Required work: Scan the entries for the word "RSVP", and copy every line where it appears.

Input data:
PR #1465, opened 2015-09-30
XW-287 Load User Language through userinfo call, not through WikiVariables

bkoval:
https://wikia-inc.atlassian.net/browse/XW-287

There is already a ticket (https://wikia-inc.atlassian.net/browse/XW-423) to implement user language properly in Mercury. WikiVariables won't be involved.


front/scripts/mercury/modules/Trackers/Internal.ts
```diff
@@ -52,7 +52,7 @@ module Mercury.Modules.Trackers {
 				config: InternalTrackingConfig = {
 					c: mercury.wiki.id,
 					x: mercury.wiki.dbName,
-					lc: mercury.wiki.language.user,
+					lc: M.prop('userLanguage'),
```
bkoval: This is the only place in code I found that was using user language. 

It might be a bit problematic, as an async request to userinfo resource might come after the first calls to Internal tracker, meaning that userLanguage would be undefined. However, It kind of makes sense since we don't know the user language yet (until the userinfo call is done), and defaulting to english before the call would just make tracking inconsistent.

front/scripts/main/CurrentUser.ts
```diff
@@ -50,20 +51,23 @@ App.CurrentUser = Em.Object.extend({
...
-					uiprop: 'rights',
+					uiprop: 'rights|options',
 					format: 'json'
 				},
 				dataType: 'json',
 				success: (result: QueryUserInfoGroupsRightsResponse): void => {
 					var rights = Em.get(result, 'query.userinfo.rights');
 
+					this.language = Em.getWithDefault(result, 'query.userinfo.options.language', 'en');
+					M.prop('userLanguage', this.language);
```
bkoval: Is there any more sufficientway than M.prop to expose this variable?

front/scripts/main/CurrentUser.ts
```diff
@@ -50,20 +51,23 @@ App.CurrentUser = Em.Object.extend({
 		this._super();
 	},
 
-	loadRights(): Em.RSVP.Promise {
+	loadUserData(): Em.RSVP.Promise {
```
rogatty: How about `loadUserInfo` to be consistent with the API?

front/scripts/main/CurrentUser.ts
```diff
@@ -50,20 +51,23 @@ App.CurrentUser = Em.Object.extend({
...
 					meta: 'userinfo',
-					uiprop: 'rights',
+					uiprop: 'rights|options',
 					format: 'json'
 				},
 				dataType: 'json',
 				success: (result: QueryUserInfoGroupsRightsResponse): void => {
 					var rights = Em.get(result, 'query.userinfo.rights');
 
+					this.language = Em.getWithDefault(result, 'query.userinfo.options.language', 'en');
```
rogatty: Use `this.set`

Also clean it up, please - here you set `language` and below you resolve `rights`. Preferably `init` would look something like this:
```
this
	.loadUserInfo()
	.then(this.setRights)
	.then(this.setOptions);
```

I think we should set all user options - why download everything and then throw it away?

front/scripts/mercury/modules/Trackers/Internal.ts
bognix: What  if user is not logged in? Previously it would fallback to content lang (that's how $wgLang works) but now it's going to be undefined or I'm missing some context  here?

front/scripts/main/CurrentUser.ts
```diff
@@ -50,25 +45,49 @@ App.CurrentUser = Em.Object.extend({
 		this._super();
 	},
 
-	loadRights(): Em.RSVP.Promise {
+	loadUserLanguage(result: QueryUserInfoGroupsRightsResponse): Em.RSVP.Promise {
```
rogatty: Wrong type or just its name.

front/scripts/main/CurrentUser.ts
```diff
@@ -50,25 +45,49 @@ App.CurrentUser = Em.Object.extend({
...
+		return new Em.RSVP.Promise(function (resolve: Function, reject: Function): void {
+			var language = Em.getWithDefault(result, 'query.userinfo.options.language', 'en');
+
+			this.set('language', language);
+			M.prop('userLanguage', language);
+
+			resolve(result);
+		}.bind(this));
```
rogatty: Can you use `() => {}` instead?

front/scripts/mercury/modules/Trackers/Internal.ts
```diff
@@ -52,7 +52,7 @@ module Mercury.Modules.Trackers {
 				config: InternalTrackingConfig = {
 					c: mercury.wiki.id,
 					x: mercury.wiki.dbName,
-					lc: mercury.wiki.language.user,
+					lc: M.prop('userLanguage') || mercury.wiki.language.content,
```
vforge: Nope, please see https://github.com/Wikia/app/blob/dev/resources/wikia/modules/tracker.js#L142

front/scripts/main/CurrentUser.ts
```diff
@@ -33,16 +35,9 @@ App.CurrentUser = Em.Object.extend({
...
-						rights[right] = true;
-					});
-
-					this.set('rights', rights);
-				})
+			this.loadUserInfo()
+				.then(this.loadUserLanguage.bind(this))
+				.then(this.loadUserRights.bind(this))
 				.catch((err: any): void => {
 					Em.Logger.warn('Couldn\'t load current user rights', err);
```
vforge: It's not only `rights` now, right? :)

vforge:
LGTM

Solution to this problem:
-	loadRights(): Em.RSVP.Promise {
+	loadUserData(): Em.RSVP.Promise {
-	loadRights(): Em.RSVP.Promise {
+	loadUserLanguage(result: QueryUserInfoGroupsRightsResponse): Em.RSVP.Promise {
+		return new Em.RSVP.Promise(function (resolve: Function, reject: Function): void {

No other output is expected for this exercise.